Problem statement: Your answer should be only the lines below from the one with "Automatically creates the" to the one with "list of non-computed", repeated exactly, ends included.

Data for the task:
PR #10666, opened 2026-08-31
Copy-DbaDbTableData - Map query columns onto the writable destination columns

### LINKED ISSUE #10661: Copy-DbaDbTableData -Query silently miscounts computed columns without -ForceExplicitMapping, corrupting data
**Environment:** dbatools 2.7.1 and 2.8.2 (reproduced on both), SQL Server

**Description:**
When the destination table has a computed column (e.g. at ordinal position 3) and `Copy-DbaDbTableData` is used in `-Query` mode without `-ForceExplicitMapping`, the cmdlet falls back to implicit ordinal column mapping that appears to count the computed column as a real target slot. Every column after it silently shifts by one position. No error or warning is produced - values land in the wrong columns.

**Repro:**
- Destination table with 108 columns, one computed column at ordinal position 3.
- Source query returns matching non-computed columns in order.
- Run `Copy-DbaDbTableData -SqlInstance <src> -Database <db> -Query "SELECT ..." -DestinationSqlInstance <dst> -DestinationDatabase <db> -DestinationTable <table>` without `-ForceExplicitMapping`.
- After copy, two locale-ID columns (`GV_Source_ID`/`GV_Produkt` in our schema) land swapped/wrong (0 vs 1033) - confirmed by direct row inspection, not a formatting artifact.

**Expected:**
Either exclude computed columns from ordinal counting by default, or clearly document that `-ForceExplicitMapping` is required whenever the destination has any computed column - ideally with a loud warning when it's omitted and a computed column is detected on the target.

**Workaround used:**
Built a custom `SqlBulkCopy` wrapper with explicit name-based `ColumnMappings`, bypassing `-Query` mode's implicit mapping entirely.

andreasjordan:
Fixes #10661

## Problem

With `-Query` and without `-ForceExplicitMapping`, a destination table with a computed or a rowversion column between its writable columns makes the copy go wrong: either the server rejects the insert, or - worse - every column behind the unwritable one shifts by one position, the last column stays empty, no warning is written and the command reports success.

## Mechanism

In that mode the command added no column mappings at all and left `SqlBulkCopy` to map by position ([Copy-DbaDbTableData.ps1:710](https://github.com/dataplat/dbatools/blob/development/public/Copy-DbaDbTableData.ps1#L710)). `SqlBulkCopy`'s own list contains *every* destination column:

- a **computed** column stays in the list, so the server rejects the `INSERT BULK` with error 271 ("cannot be modified because it is either a computed column or is the result of a UNION operator") - a loud failure;
- a **rowversion** column is dropped from the list *together with the source column that lands on it*, and everything behind it moves one position to the left - the silent data corruption the issue describes.

Both reproduced in the lab (Microsoft.Data.SqlClient 6.1.5, SQL Server 2022 to 2025). The report names a computed column; on our stack that shape fails loudly and the silent shift needs a rowversion column. The reporter has since verified that their table has no rowversion column at all, so with their driver/server combination the computed column itself is dropped silently - the loud-vs-silent behaviour is version dependent. The fix covers both, since the command no longer relies on the implicit mapping in either shape.

## What changed

- The destination column list the command already kept (non-computed columns) now also excludes rowversion columns (`DataType.SqlDataType -eq "Timestamp"`), i.e. it is the list of columns that can actually be written.
- In `-Query` mode without `-ForceExplicitMapping` the command now builds the positional mapping itself: query column *n* is mapped to the *n*-th writable destination column via `ColumnMappings.Add([int], [string])`. This is what `SqlBulkCopy` did on its own, minus the unwritable columns.
- A query that returns more columns than the destination has writable columns is refused with a message naming both counts, inside the existing `try`/`catch` so it honours `-EnableException` and `-Continue`s to the next destination like every other failure there. Before, the surplus was either rejected by SqlBulkCopy with a generic error or silently lost.
- Help for `-Query` and `-ForceExplicitMapping` describes the new rule; the old text promised that ordinal mapping "will cause it to fail" on computed columns.

Identity placeholders keep working as documented: a mapping onto an identity column without `-KeepIdentity` is still ignored by the server, and with `-KeepIdentity` the value is written - verified with raw `SqlBulkCopy` before the change and by a test after it.

Table mode and `-ForceExplicitMapping` keep their name-based mapping. The only effect the new column list has there is that a source column named like a destination rowversion column is no longer mapped - `SqlBulkCopy` tolerated that mapping anyway, so the result is identical.

## Tests

New `Context` in `Copy-DbaDbTableData.Tests.ps1` (COPY lane), asserting the data, not the row count:

1. computed + rowversion between the writable columns: values land in the right columns, the computed column computes;
2. rowversion only: the silent variant, values behind it are not shifted;
3. identity placeholder without `-KeepIdentity`: identity generated, other columns right;
4. a query with one column too many is refused with the counts in the warning and writes nothing.

Lab through the testing-dbatools harness (SQL 2022 -> SQL 2025): 18/18 green with the fix. Red on old with the command change stashed: 1 and 4 fail with the server's computed-column error, 2 fails with `Expected @(22, 222) But was @(33, 333)` - the reported symptom; 3 passes on both, it pins the behaviour that must not change.

## Added while the PR was open

The two existing Query-mode tests ("relies on the default source database", "3 part query") selected `Id` from a table whose column is `id`. Fine on CI, which is case insensitive, but on the case sensitive SQL05 instances of the lab the server answers `Invalid column name 'Id'` and both tests fail with `Expected 1, but got $null`. Fixed in the third commit by using the column name as created; verified with the query on the CS instance and by re-running the whole file against the case sensitive COPY pair (`SQL05SQL2022` -> `SQL05SQL2025`): 18/18 green, where the same file failed both Query-mode tests in the morning run.

The review pointed out that the writable-column filter still counted GENERATED ALWAYS columns - the period columns of a temporal table and the ledger metadata columns, which SMO reports with `Computed = $false`. The fourth commit excludes columns whose `GeneratedAlwaysType` is not `None`, guarded with `$destServer.VersionMajor -ge 13` because SMO only supports the property on SQL Server 2016 and later, and adds a regression test with a system-versioned temporal destination whose period columns are interleaved between the writable ones. Green on both editions in the lab, red without the command change with exactly the server's 13536 error. Test file after the addition: 19/19 on both editions.

The second review round asked for Azure SQL Database, whose product version says 12 while it supports temporal tables. In the lab SMO's `VersionMajor` on Azure SQL Database is 18, because SMO derives it from `@@MICROSOFTVERSION` and Azure reports the real engine build there - so the version guard already passed and the copy worked, by accident of how the number is derived rather than by design. The fifth commit makes the guard say what SMO itself checks (`VersionMajor -ge 13 -or DatabaseEngineType -eq "SqlAzureDatabase"`), applies the same rule in the temporal test, and adds a context that copies the interleaved layout into a temporal table on a real Azure SQL Database, skipped where the configuration has none (every CI environment) and asserting the engine edition first. Green on both editions in the lab, Azure test included: 20 run, 0 failed.

Thanks to @JankeUwe for the report and the row-level inspection that made the shift undeniable.

### DIFF
--- a/public/Copy-DbaDbTableData.ps1
+++ b/public/Copy-DbaDbTableData.ps1
@@ -718,7 +718,7 @@ function Copy-DbaDbTableData {
                                 if ($destColumns -contains $sourceColumn) {
                                     $null = $bulkCopy.ColumnMappings.Add($sourceColumn, $sourceColumn)
                                 } else {
-                                    Write-Message -Level Verbose -Message "Skipping column '$sourceColumn' (not in destination or not writable)"
+                                    Write-Message -Level Verbose -Message "Skipping column $sourceColumn (not in destination or not writable)"
                                 }
                             }
                         } else {
--- a/public/Copy-DbaDbTableData.ps1
+++ b/public/Copy-DbaDbTableData.ps1
@@ -56,13 +56,14 @@ function Copy-DbaDbTableData {
         Custom SQL SELECT query to use as the data source instead of copying the entire table or view. Supports 3 or 4-part object names.
         Use this when you need to filter rows, join multiple tables, or transform data during the copy operation. Still requires specifying a Table or View parameter for metadata purposes.
 
-        Note: Columns are mapped by ordinal position. If the destination table has an identity column, include a placeholder value (e.g., 0) in your SELECT list at that position.
+        Note: Columns are mapped by position onto the writable columns of the destination table, so computed and rowversion columns of the destination do not count and must not have a counterpart in the SELECT list.
+        If the destination table has an identity column, include a placeholder value (e.g., 0) in your SELECT list at that position.
         The placeholder will be ignored and the identity value auto-generated unless -KeepIdentity is specified.
 
     .PARAMETER ForceExplicitMapping
         When used together with Query parameter, force the use of explicit column mapping (name-based) instead of switching over to ordinal position mapping. Use with care if query contains aliases.
         Default behaviour when using Query parameter is to use ordinal position mapping, due to the possibility of the query including aliases (SELECT x AS y) which could lead to column mismatching and data not copying.
-        The downside of it automatically switching over to ordinal mapping is that it also tries to copy over computed columns, which will cause it to fail.
+        Positional mapping skips the computed and rowversion columns of the destination table, so the SELECT list only has to match its writable columns.
 
     .PARAMETER AutoCreateTable
         Automatically creates the destination table if it doesn't exist, using the same structure as the source table.
@@ -672,11 +673,14 @@ function Copy-DbaDbTableData {
                         $bulkCopy.NotifyAfter = $NotifyAfter
                         $bulkCopy.BulkCopyTimeout = $BulkCopyTimeout
 
-                        # Get list of non-computed columns from destination table to avoid insert failures
+                        # Get list of writable columns from destination table to avoid insert failures. Computed and rowversion
+                        # columns cannot be written, and they are also what breaks the implicit positional mapping of SqlBulkCopy:
+                        # it counts a computed column (the server then rejects the insert) and silently drops the source column
+                        # that lands on a rowversion column, shifting every column behind it by one (see #10661).
                         # Refresh the columns collection to ensure it's populated
                         $desttable.Columns.Refresh()
-                        $destColumns = $desttable.Columns | Where-Object Computed -eq $false | Select-Object -ExpandProperty Name
-                        Write-Message -Level Verbose -Message "Destination table has $($destColumns.Count) non-computed columns"
+                        $destColumns = @($desttable.Columns | Where-Object { -not $PSItem.Computed -and $PSItem.DataType.SqlDataType -ne "Timestamp" } | Select-Object -ExpandProperty Name)
+                        Write-Message -Level Verbose -Message "Destination table has $($destColumns.Count) writable columns"
 
                         # The legacy bulk copy library uses a 4 byte integer to track the RowsCopied, so the only option is to use
                         # integer wrap so that copy operations of row counts greater than [int32]::MaxValue will report accurate numbers.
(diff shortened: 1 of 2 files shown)


potatoqualitee (changes requested):
The positional destination mapping still treats temporal and ledger GENERATED ALWAYS columns as writable. For example, with destination columns A, ValidFrom, B, ValidTo and a query returning A, B, source B maps to ValidFrom and SqlBulkCopy fails because GENERATED ALWAYS period columns cannot accept explicit values. This materially breaks copying query results into supported temporal destinations. Exclude columns whose version-supported GeneratedAlwaysType is not None, guard the metadata lookup for older SQL Server versions, and add an interleaved temporal-column regression test.

andreasjordan:
Ich can try to have a look at this tomorrow.

andreasjordan:
Confirmed and fixed in 863aaa76d. SMO reports the period columns of a temporal table with `Computed = $false`, so the writable-column filter did include them, the positional mapping put a query column onto `ValidFrom`, and the server rejected the insert with error 13536 ("Cannot insert an explicit value into a GENERATED ALWAYS column") - reproduced in the lab exactly as described, interleaved layout and all.

The filter now also excludes columns whose `GeneratedAlwaysType` is not `None`, which covers the temporal period columns and the ledger metadata columns in one condition. The lookup is guarded with `$destServer.VersionMajor -ge 13`, because SMO only supports the property on SQL Server 2016 and later - same pattern `New-DbaDbMaskingConfig` already uses. The name-based mapping of table mode profits as well, since it works from the same list.

New regression test: a system-versioned temporal destination with the period columns interleaved between the writable ones (`Id, A, ValidFrom, B, ValidTo, C`), asserting the values land in the right columns and the server fills the period. It skips below SQL Server 2016 via a discovery-time version check. Green on both editions through the testing-dbatools harness (SQL 2022 -> SQL 2025), and red without the command change, failing with exactly the 13536 error.

potatoqualitee (changes requested):
`public/Copy-DbaDbTableData.ps1:684` still treats `VersionMajor >= 13` as the capability check for `GeneratedAlwaysType`. Azure SQL Database reports major version 12 while supporting temporal tables, so a temporal destination there keeps `ValidFrom`/`ValidTo` in `destColumns`. A query such as `SELECT Id, A, B, C` is then positionally mapped onto `(Id, A, ValidFrom, B, ValidTo, C)`, causing `B` to target the system-generated `ValidFrom` column and `WriteToServer` to fail. With `-Truncate`, the destination is emptied before that deterministic failure.

Please include Azure SQL Database in the generated-always capability check (or probe the property safely) and use the same capability logic in the temporal regression test; the current `VersionMajor >= 13` skip masks this supported path.

andreasjordan:
Confirmed the Azure point and fixed in 5487c4576.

Answer below:
         Automatically creates the destination table if it doesn't exist, using the same structure as the source table.
@@ -672,11 +673,14 @@ function Copy-DbaDbTableData {
                         $bulkCopy.NotifyAfter = $NotifyAfter
                         $bulkCopy.BulkCopyTimeout = $BulkCopyTimeout
 
-                        # Get list of non-computed columns from destination table to avoid insert failures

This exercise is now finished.